Le categorie, concetti, universali etc, se intesi come strumenti per raggiungere dei fini (descrittivi o operativi) costituiscono un elemento fondamentale per qualsiasi disciplina.
Il concetto stesso di disciplina è una categoria e, a ben vedere, lo stesso concetto di categoria è, a sua volta, l’”insieme di se stesso”.
In un certo senso l’essere umano è tale perché istintivamente utilizza le categorie per la propria sopravvivenza o, meglio, non ne può fare a meno. Si può affermare che a causa della facoltà di discretezza, il genere umano deve “raccogliere” in gruppi omogenei le particolarità.
Le particolarità sono, a loro volta, dei contenuti, ovvero dei “tenuti insieme” tanto da mettere sullo stesso piano particolarità e generalità in quanto trattasi di contenitori, in entrambi i casi.
Ciò che li differenzia è che i “contenitori” delle particolarità sono percepibili sensorialmente: le cose, le antropizzazioni, gli elementi naturali, le categorie, invece, sono percepibili dalla mente.
Gli oggetti sono tenuti insieme spontaneamente e necessariamente dai sensi; le categorie sono tenute insieme spontaneamente e necessariamente dalla mente.
A tenere insieme gli oggetti fisici è il sistema neurobiologico umano, o facoltà di discretezza; a tenere insieme le categorie sono le stesse categorie della mente; la mente, anzi, nel secondo caso si può dire che la mente è tale proprio perché si struttura per categorie.
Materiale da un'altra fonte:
PR #1507, opened 2018-02-22
(GH-1401) Added initial call to Chocolatey after installation

### LINKED ISSUE #1401: installation/setup: run choco once to initialize the config file
### What You Are Seeing?

First time after installing Chocolatey as admin, I start a non-admin command prompt, run `choco pack` and see this error:
image

### What is Expected?
It should work fine (whatever Chocolatey wants to write to ProgramData needs to be written at install time). Alternatively, consider saving the config file to LocalAppData (this doesn't need admin permissions to write, and is generally a better thing to do. Program Data goes to one place, configs, logs etc. go to another).

### Output Log
Unfortunately I didn't grab the output log other than the screenshot above. I tried a workaround (which is to run pack under admin, and that created the config file and I got unblocked).

gep13:
Fixes #1401

### DIFF
--- a/nuget/chocolatey/tools/chocolateysetup.psm1
+++ b/nuget/chocolatey/tools/chocolateysetup.psm1
@@ -126,6 +126,7 @@ Creating Chocolatey folders if they do not already exist.
 
   Add-ChocolateyProfile
   Install-DotNet4IfMissing
+  Invoke-Chocolatey-Initial
   if ($env:ChocolateyExitCode -eq $null -or $env:ChocolateyExitCode -eq '') {
     $env:ChocolateyExitCode = 0
   }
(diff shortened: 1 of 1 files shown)


nuget/chocolatey/tools/chocolateysetup.psm1
```diff
@@ -700,4 +701,17 @@ param(
   }
 }
 
+function Run-Chocolatey {
+	Write-Debug "Running Chocolatey..."
```
ferventcoder: Do we call write-debug elsewhere in here or does it have another name?

ferventcoder: Found one at https://github.com/chocolatey/choco/pull/1507/files#diff-98d6abdebfea2b377e7a6d36d36c4cfaR591

nuget/chocolatey/tools/chocolateysetup.psm1
```diff
@@ -700,4 +701,17 @@ param(
...
 }
 
+function Run-Chocolatey {
+	Write-Debug "Running Chocolatey..."
+
+	try {
+		$chocoInstallationFolder = Get-ChocolateyInstallFolder
+		$chocoExe = Join-Path -Path $chocoInstallationFolder -ChildPath "choco.exe"
+    & $chocoExe | Out-Null
+    Write-Debug "Chocolatey execution completed successfully."
```
ferventcoder: tabs versus spaces. Also ensure all line endings are CRLF

nuget/chocolatey/tools/chocolateysetup.psm1
gep13: Yeah, I borrowed `Write-Debug` from elsewhere 😄

nuget/chocolatey/tools/chocolateysetup.psm1
```diff
@@ -700,4 +701,17 @@ param(
   }
 }
 
+function Invoke-Chocolatey {
+  Write-Debug "Running Chocolatey..."
```
ferventcoder: `Initializing Chocolatey files, etc by running Chocolatey...`

Issue #63, opened 2015-02-04
When using choco push, provide ability to use alias


gep13:
Use Case:

As a user, I want to be able to use the alias name for a source when using `choco push`

i.e. `choco push -source chocolatey` is the same as `choco push -source http://chocolatey.org/`

ferventcoder:
Related to https://github.com/chocolatey/choco/issues/356

dragon788:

L’impercettibilità accomuna entrambe le modalità di tenere insieme, cioè elementi minimi non ancora oggetti (fisici e mentali) per mezzo di facoltà di discretezza, per le fisicità e facoltà di categorizzare per i pensieri diventano, appunto oggetti.
Il criterio con il quale vengono ad essere tenuti insieme gli oggetti (fisici e mentali) lo stabilisce individualmente ogni singolo essere umano all’interno dei vissuti soggettivi e contingenti della propria esistenza. Anzi l’esistenza va intesa come la consapevolezza di questo continuo ed irrinunciabile montaggio e smontaggio di elementi minimi.
Questa lettura è talmente sensata da riuscire a giustificare il motivo per cui un fatto unitario come il linguaggio naturale sia stato ridotto a fonemi.
Elementi minimi impercettibili si uniscono in due modi: per necessità e per possibilità.
Come ebbe a dire Edmund Husserl esistono delle strade preferenziali per cui vengono a formarsi dei contenuti, ci sono forze che agiscono spontaneamente (naturalmente) e forze che agiscono per mezzo umano.
Gli oggetti (fisici e mentali) che si formano, e vengono formati, si presentano come un involucro la cui forma è data da ciò che contengono , in un certo senso forma e contenuto sono in simbiosi.
Per ultimo va detto che per ciò che riguarda le strutture della “necessità” i modi sono dati secondo “finalità senza scopo”, cioè naturali; per le strutture di “assemblaggio” connesse alla possibilità, invece, queste si attuano teleologicamente secondo un progetto ( consapevole o inconsapevole).
Si può affermare, pertanto, che esistono strutture di necessità naturali, strutture di possibilità umane che, a loro volta, si dividono in necessarie e possibili.
Le strutture di necessità (naturali ed umane), in quanto tali, sono vincolanti, tanto da aver indotto la scienza, a partire dalla filosofia, a tentare di modificare questa condizione per condurla su un piano di possibilità della natura. A ben vedere si cerca di conoscere le leggi naturali per trasformare in norme modificabili ed utilizzabili per attuare i fini umani.
La psicologia tenta di compiere la stessa operazione al fine di condurre le leggi del pensiero a norme da utilizzare e ?????? anche queste sullo stesso piano delle possibilità.
La conoscenza, in una simile lettura, è uno strumento per tentare di trasformare le necessità in possibilità. Tutto ciò presuppone, ovviamente, la distinzione tra necessario e possibile che, tradotto in termini religiosi, tra divina provvidenza e libero arbitrio.
Conviene pensare che necessità e possibilità siano distinte, altrimenti l’esistenza umana stessa perderebbe di senso, sempre ammesso che ne abbia almeno uno.
Tornando all’Architettura anche in questo caso valgono le stesse considerazioni: necessità naturali, possibilità umane, necessità umane.
Ultimo punto è che, quindi, data la volontà umana di modificare teleologicamente gli oggetti (fisici e mentali) questi cambiano le forme in funzione dei fini.